§ AIM OF THE EXERCISE
Among the entries below, find the lines holding "fname" and copy them.

(Collected data)

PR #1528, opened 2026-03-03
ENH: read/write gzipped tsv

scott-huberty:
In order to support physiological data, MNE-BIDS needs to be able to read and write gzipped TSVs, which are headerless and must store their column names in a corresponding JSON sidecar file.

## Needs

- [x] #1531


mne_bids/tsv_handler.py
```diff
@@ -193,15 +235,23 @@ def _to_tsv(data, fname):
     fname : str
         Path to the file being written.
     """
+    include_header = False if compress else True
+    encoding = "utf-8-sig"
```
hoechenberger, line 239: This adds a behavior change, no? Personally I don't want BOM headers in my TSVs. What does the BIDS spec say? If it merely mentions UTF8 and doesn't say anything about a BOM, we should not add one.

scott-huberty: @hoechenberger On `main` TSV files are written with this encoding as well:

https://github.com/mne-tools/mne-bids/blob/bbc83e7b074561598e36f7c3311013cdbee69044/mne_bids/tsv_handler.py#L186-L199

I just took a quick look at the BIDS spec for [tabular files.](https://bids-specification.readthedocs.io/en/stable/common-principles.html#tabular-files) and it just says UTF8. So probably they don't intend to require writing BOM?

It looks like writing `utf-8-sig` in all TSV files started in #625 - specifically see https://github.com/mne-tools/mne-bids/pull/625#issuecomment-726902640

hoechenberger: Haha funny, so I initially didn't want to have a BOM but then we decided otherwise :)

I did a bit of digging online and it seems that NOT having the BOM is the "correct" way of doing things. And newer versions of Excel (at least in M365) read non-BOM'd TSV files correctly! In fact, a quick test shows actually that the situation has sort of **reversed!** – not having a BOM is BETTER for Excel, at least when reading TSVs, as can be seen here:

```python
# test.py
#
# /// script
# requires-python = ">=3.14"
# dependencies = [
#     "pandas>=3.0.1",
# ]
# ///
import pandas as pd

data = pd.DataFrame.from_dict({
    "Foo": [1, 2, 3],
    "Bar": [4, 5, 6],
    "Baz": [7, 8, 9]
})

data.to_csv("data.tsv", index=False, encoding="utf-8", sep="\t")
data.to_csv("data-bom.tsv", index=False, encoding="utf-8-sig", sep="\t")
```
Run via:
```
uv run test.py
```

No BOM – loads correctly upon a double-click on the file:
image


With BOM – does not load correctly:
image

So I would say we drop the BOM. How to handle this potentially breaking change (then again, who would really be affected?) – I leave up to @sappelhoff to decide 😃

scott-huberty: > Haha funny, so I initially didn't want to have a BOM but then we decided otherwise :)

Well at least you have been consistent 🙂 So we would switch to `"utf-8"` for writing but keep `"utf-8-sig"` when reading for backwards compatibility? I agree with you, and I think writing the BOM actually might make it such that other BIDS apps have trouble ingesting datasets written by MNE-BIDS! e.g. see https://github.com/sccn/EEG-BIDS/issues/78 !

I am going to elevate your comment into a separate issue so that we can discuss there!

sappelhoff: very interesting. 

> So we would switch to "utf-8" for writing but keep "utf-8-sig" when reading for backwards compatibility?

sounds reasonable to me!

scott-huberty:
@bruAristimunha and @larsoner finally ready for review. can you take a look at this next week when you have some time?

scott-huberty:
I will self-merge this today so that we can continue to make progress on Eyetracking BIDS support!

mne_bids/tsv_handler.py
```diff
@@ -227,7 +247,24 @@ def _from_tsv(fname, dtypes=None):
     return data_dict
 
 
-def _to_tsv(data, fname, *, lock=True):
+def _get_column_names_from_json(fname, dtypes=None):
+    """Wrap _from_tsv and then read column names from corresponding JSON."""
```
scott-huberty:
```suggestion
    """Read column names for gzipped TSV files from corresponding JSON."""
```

§ EXERCISE ANSWER
@@ -193,15 +235,23 @@ def _to_tsv(data, fname):
     fname : str
@@ -227,7 +247,24 @@ def _from_tsv(fname, dtypes=None):
-def _to_tsv(data, fname, *, lock=True):
+def _get_column_names_from_json(fname, dtypes=None):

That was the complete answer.